It's exactly the same circumstance.

------
jamesmcintyre
When Google released the Nexus One it revealed another very important
strategic imperative for offering Android free of charge. Google realized that
all the smartphone manufacturers were scrambling to build/acquire mobile
operating systems that would stack up to the iPhone OS. These handset
manufacturers were vulnerable, in other words, to the kind of offer Google
would present to them in the form of the open source Android OS. They needed
what Android had to offer and the risks involved with sacrificing so much
leverage over to Google (by relying on a third-party company for a key
component of their product) did not outweigh the benefits of the collusion-
like behavior all these manufacturers planned on partaking in by together
building-out a large mobile app store that could champion iPhone's app store.
Now that Google has released their very own handset, the Nexus One, it's
obvious why Google wanted as many Android handsets in hands as possible:
higher the market share, more developers willing to build apps, the more apps
in the Android app store the better the Nexus One looks in light of iPhone's
enormously successful app store, the more Nexus One handsets Google will sell.

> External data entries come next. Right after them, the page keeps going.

Issue #1229, opened 2018-03-16
"Funding transaction spent" shouldn't be a connection-level error


pm47:
The `error` message for "Funding transaction spent" has `channel_id`=0 which means that all channels associated to the node will get closed. I think this should be a channel-level error.

Unfortunately I can't tell exactly what version of c-lightning does that or if it has been fixed since.

ZmnSCPxj:
It has not been fixed: there is code that always uses "all channels" regardless. https://github.com/ElementsProject/lightning/blob/4ffd5e213b9099a676cf417c2a00d940cedd7e80/lightningd/channel.c#L307-L317

Note that the above code already has an in-memory `struct channel` as argument it could have referred to in order to get the correct channel id, but it does not use it and instead always fails all.

Arguably the code above should be using `towire_errorfmt` which will use the channel id from the given `struct channel`

pm47:
> Arguably the code above should be using towire_errorfmt which will use the channel id from the given struct channel

Surely it doesn't really matter as long as c-lightning doesn't support channel multiplexing over a single connection, but I think the "spririt" of the BOLT 2 is that `error` messages should still be as specific as possible:

`The channel is referred to by channel_id, unless channel_id is 0 (i.e. all bytes are 0), in which case it refers to all channels.`  ([BOLT 2](https://github.com/lightningnetwork/lightning-rfc/blob/master/01-messaging.md#requirements-1))

ZmnSCPxj:
No, but I believe there are vague plans to eventually allow multiple channels per peer eventually, as otherwise some changes (moving channel-related peer state into a `channels` array in JSON-RPC, for example) that would make no sense without such plans.  So better to make `error` specific to channel.

PR #1230, opened 2018-03-16
channel_fail_permanent: Use a channel-level error, not an all-channels error.

ZmnSCPxj:
Fixes: #1229

The principle is that `error` should really be as specific as possible.  We also have vague plans to maybe, might be, have multiple channels per peer, in some possibility that may or may not be 0.

### DIFF
--- a/lightningd/channel.c
+++ b/lightningd/channel.c
@@ -1,6 +1,7 @@
 #include <bitcoin/script.h>
 #include <ccan/crypto/hkdf_sha256/hkdf_sha256.h>
 #include <ccan/tal/str/str.h>
+#include <common/wire_error.h>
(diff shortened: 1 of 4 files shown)


cdecker:
Excellent fix, though we also need to change some of the tests that were looking for fail-all:

 - `test_permfail`
 - `test_reconnect_normal`

The former is just a string search failure, the latter needs some more digging.

ZmnSCPxj:
Have `fundchannel` and `listpeers` return the non-short channel ID, so that the test can find out what exact channel ID to match in the status log of the channel.  Please review again!

cdecker:
Great @ZmnSCPxj :+1: 

ACK 2b25a3a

Google has always explained that they give Android away because it will
encourage more usage of their web services. But after Nexus One, it's obvious
Google has more of a vested interest in Android than just "the more people on
the internet, the more money Google makes".

------
biafra
I think Google will do nothing about this. If the Yahoo users are not
satisfied jwith the non-google experience they will install apps from then
android market that do use Google or whatever they wish to use. It would be
interesting to see what happens if the first distributor is closing their
Android distribution so this is impossible for users. I hope the OHA forbids
labeling such a closed system Android.

------
rit
This is going to probably become a branding nightmare for Google.

I know many of the Android phones have "with Google" printed somewhere on the
casing (on my Eris it's on the battery door), and the Android brand has been
fairly well associated with the concept of "Google Phone".

AT&T is presumably free to switch the services out as they wish - but I have
to wonder if their replacement apps will provide a user experience that is at
all tolerable. If things break, don't work as expected, etc. the assumption
from the average user is going to be that Google is broken. They don't know or
care that AT&T has replaced their services with Bing/Yahoo/etc.

On top of which, users who hear the Android name may expect certain things
such as Google Voice, support for GMail, Google Calendar, etc. and be mighty
upset when they aren't there.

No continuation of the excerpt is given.